From Pixels to Components: Eigenvector Masking for Visual Representation Learning

TL;DR

It is posited that predicting masked from visible components involves more high-level features, allowing the masking strategy to extract more useful representations, and is corroborated by the empirical findings which demonstrate improved image classification performance for component over pixel masking.

Abstract

Predicting masked from visible parts of an image is a powerful self-supervised approach for visual representation learning. However, the common practice of masking random patches of pixels exhibits certain failure modes, which can prevent learning meaningful high-level features, as required for downstream tasks.
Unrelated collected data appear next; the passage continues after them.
PR #1989, opened 2026-08-13
fix: OIDC credentials for CP-managed links using dataplane.clients fallback

msardara:
## Summary

- Fix `from_server_config` so `AuthenticationConfig::Oidc` maps to `AuthMethod::Oidc` instead of falling through to `None`, ensuring the CP stores and forwards the correct auth method after node registration.
- Fix `merge_server_requirements` so `RequiredAuthMethod::None` from the CP no longer wipes local OIDC credentials (now a no-op).
- In `diff_connections`, after failing to find credentials in `outbound_clients` (exact endpoint match or empty-endpoint default), fall back to the node's own `dataplane.clients` by endpoint. This means a node that already authenticates to an endpoint via `dataplane.clients` (e.g. with OIDC) does not need to duplicate those credentials under `controller.outbound_clients` to satisfy CP-managed Remote links to the same endpoint.
- Normalize endpoints before comparison (`https://host` and `https://host:443` are treated as equivalent) so the fallback lookup matches even when the CP records an explicit port but the local config omits it.

## Test plan

- Build passes (`cargo build --bin slim`).
- All existing unit tests pass.
- Manually verified: CP-ordered Remote link to an endpoint that is already reachable via `dataplane.clients` with OIDC now inherits those credentials and connects successfully without duplicating config.

### DIFF
--- a/crates/controller/src/config.rs
+++ b/crates/controller/src/config.rs
@@ -129,6 +129,11 @@ impl Config {
         // Used to extract connection type information required to connect to the node
         // (e.g., TLS settings). This information is used by the control plane.
         dataplane_servers: &[ServerConfig],
+        // List of client configurations for the dataplane services.
+        // Used as a credential fallback for CP-managed outbound links when no
+        // matching outbound_clients entry exists, so the client does not need to
+        // duplicate credentials it already has for a given endpoint.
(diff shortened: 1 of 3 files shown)


janosSarusiKis (approved):
lgtm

We propose an alternative masking strategy that operates on a suitable transformation of the data rather than on the raw pixels. Specifically, we perform principal component analysis and then randomly mask a subset of components, which accounts for a fixed ratio of the data variance. The learning task then amounts to reconstructing the masked components from the visible ones. Compared to local patches of pixels, the principal components of images carry more global information. We thus posit that predicting masked from visible components involves more high-level features, allowing our masking strategy to extract more useful representations. This is corroborated by our empirical findings which demonstrate improved image classification performance for component over pixel masking. Our method thus constitutes a simple and robust data-driven alternative to traditional masked image modeling approaches.

Figures (15)

• Figure 1: From Pixels to Components. Masked image modeling involves reconstructing masked-out patches of pixels from visible ones. Instead of masking in pixel space (top), we propose applying random masks to a transformed version of the image, specifically to its principal component representation (bottom). Two disjoint sets of components are used as input and reconstruction target.
• Figure 2: Overview of the Principal Masked Autoencoder. A principal masked autoencoder (PMAE) differs from a vanilla MAE he_masked_2021 by performing the masking in the space of principal components ${\mathbf{x}}_\text{PC}\!=\!\text{PCA}({\mathbf{x}})$ rather than in pixel space. The visible principal components $\bm {\mathbf{m}} \odot {\mathbf{x}}_{\text{PC}}$ are then projected back into the observation space and serve as the input for a ViT encoder-decoder architecture. Masked principal components, $(\mathbf{1}\!-\!{\mathbf{m}}) \odot {\mathbf{x}}_{\text{PC}}$, serve as the reconstruction target.
• Figure 3: Masking in pixel space. Image (left) with a random spatial mask partially removing relevant information (middle) and removing all semantic information (right). The latter is an example in which MIM would likely fail to learn useful representations.
• Figure 4: Mask Design in PMAE. 1. Perform PCA 2. For each batch, randomly shuffle the principal components and select a subset to construct the input (light blue), while the remaining components are used to create the reconstruction target (dark blue). In PMAE$_{\text{ocl}}$, the input components are chosen to explain $100\!\times\!(1\!-\!r)\%$ of the data's variance with $r$ optimized for downstream performance (here $R_{\text{opt}}\!=\!0.15$). In PMAE$_{\text{rd}}$, the input explains between 10% and 90% of the variance with $r$ sampled independently and uniformly in $[0.1,0.9]$ for each batch.
• Figure 5: Impact of the Masking Ratio. MAE (top) and PMAE (bottom) linear probing accuracy for varying masking ratios. The masking ratio is a sensitive and data-dependent hyper-parameter. While for MAE a clear masking guideline is hard to extract, for PMAE we observe close-to-optimal performance across datasets for $20\%$ of the data variance masked. (Right) Learning curves. Linear probe accuracy for CIFAR10 classification across training epochs. PMAE outperforms MAE's final performance after 200 epochs.